There are a few steps that require you to type Y to proceed with installation. So run one cell at a time and monitor until training begins.

  1. Open New Workbook in Colab

  2. Change Runtime to GPU

  3. Create the following cells, then once ALL are created, run them one at a time.

%env PYTHONPATH = # /env/python
# Download and install and update miniconda (you will need to hit y to proceed) #
!wget https://repo.anaconda.com/miniconda/Miniconda3-py39_23.3.1-0-Linux-x86_64.sh
!chmod +x Miniconda3-py39_23.3.1-0-Linux-x86_64.sh
!./Miniconda3-py39_23.3.1-0-Linux-x86_64.sh -b -f -p /usr/local
!conda update -q conda
import sys
sys.path.append('/usr/local/lib/python3.9/site-packages')
# create conda environment (you will need to hit y to proceed) #
!conda create -n myenv python=3.9
# Download and unzip your data files organised appropriately #
!wget https://storage.googleapis.com/download.tensorflow.org/data/android_figurine.zip
!unzip -q android_figurine.zip
# Upload your own train.py (to /content/) or the one we created above or download this existing one
!wget https://raw.githubusercontent.com/wwfish/tflite-model-maker/main/train.py
# Install dependencies in the new environment. You need to force activate conda every time
%%shell
eval "$(conda shell.bash hook)"
conda activate myenv
pip install -q tflite-model-maker
pip3 install -q pycocotools
pip install -q ipykernel
pip install -q numpy==1.23.4
# Run your training and evaluation script as an external python script
%%shell
eval "$(conda shell.bash hook)"
conda activate myenv
python /content/train.py

There are lots of moving parts going on here and Google Colab keeps returning back to their default environment, thats why you have to keep activating your conda environment over and over, hence why it’s all a bit sketchy. But as of tonight this was working for me.

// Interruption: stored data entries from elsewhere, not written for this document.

PR #885, opened 2019-06-10
Set probabilities for illegal moves in a loop

DanielUranga:
Set probabilities for illegal moves in a loop instead of using std::memset.
`std::memset(result.probabilities, -1, sizeof(result.probabilities));` is setting all bytes in `result.probabilites` as `0xffffffff`.

### DIFF
--- a/src/mcts/node.cc
+++ b/src/mcts/node.cc
@@ -339,7 +339,9 @@ V4TrainingData Node::GetV4TrainingData(GameResult game_result,
   // Prevent garbage/invalid training data from being uploaded to server.
   if (total_n <= 0.0f) throw Exception("Search generated invalid data!");
   // Set illegal moves to have -1 probability.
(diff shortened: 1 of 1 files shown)


src/mcts/node.cc
```diff
@@ -339,7 +339,9 @@ V4TrainingData Node::GetV4TrainingData(GameResult game_result,
   // Prevent garbage/invalid training data from being uploaded to server.
   if (total_n <= 0.0f) throw Exception("Search generated invalid data!");
   // Set illegal moves to have -1 probability.
-  std::memset(result.probabilities, -1, sizeof(result.probabilities));
+  for (auto& probability : result.probabilities) {
```
mooskagh: `std::fill(begin(result.probabilities), end(result.probabilities), -1);` ?

PR #887, opened 2019-06-13
Check for null parent in search backup.

Mardak:
r?@mooskagh or @Tilps Fix a crash for FEN with no move history and no moves.

before
```
position fen 8/8/8/8/8/8/8/8 w - - 0 1
go nodes 1
Segmentation fault: 11

position fen 8/8/8/8/8/8/8/8 w - - 0 1 moves a1a1
go nodes 1
bestmove a1a1
```

after
```
position fen 8/8/8/8/8/8/8/8 w - - 0 1
go nodes 1
bestmove a1a1

position fen 8/8/8/8/8/8/8/8 w - - 0 1 moves a1a1
go nodes 1
bestmove a1a1
```

### DIFF
--- a/src/mcts/search.cc
+++ b/src/mcts/search.cc
@@ -1301,6 +1301,9 @@ void SearchWorker::DoBackupUpdateSingleNode(
     }
     n->FinalizeScoreUpdate(v, d, node_to_process.multivisit);
 
+    // Nothing left to do without ancestors to update.
+    if (!p) break;
+
     // Convert parents to terminals except the root or those already converted.
     can_convert = can_convert && p != search_->root_node_ && !p->IsTerminal();
 


src/mcts/search.cc
```diff
@@ -1302,7 +1302,8 @@ void SearchWorker::DoBackupUpdateSingleNode(
     n->FinalizeScoreUpdate(v, d, node_to_process.multivisit);
 
     // Convert parents to terminals except the root or those already converted.
-    can_convert = can_convert && p != search_->root_node_ && !p->IsTerminal();
+    can_convert =
```
mooskagh: Probably cleaner to add `if (!p) break;` in a line above.
Although I'm a bit lost how it happened that the loop condition is not enough anymore..

Mardak: Before #822, there were no uses of the parent within the loop.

Tflite file will be created in /content/ directory of Colab.

Have updated train.py code to print the COCO metrics for eval_result and tflite_eval_result

This all comes courtesy of tomkuzma over on Github.

Happy for people to add any updates/changes/better things to this.

3 Likes

Put the Colab workbook and the train.py file in a Git for people who want to make things a bit easier.

Tflite-Model-Maker-Workaround Git.

2 Likes

Thank you so much @wwfisher for this workaround!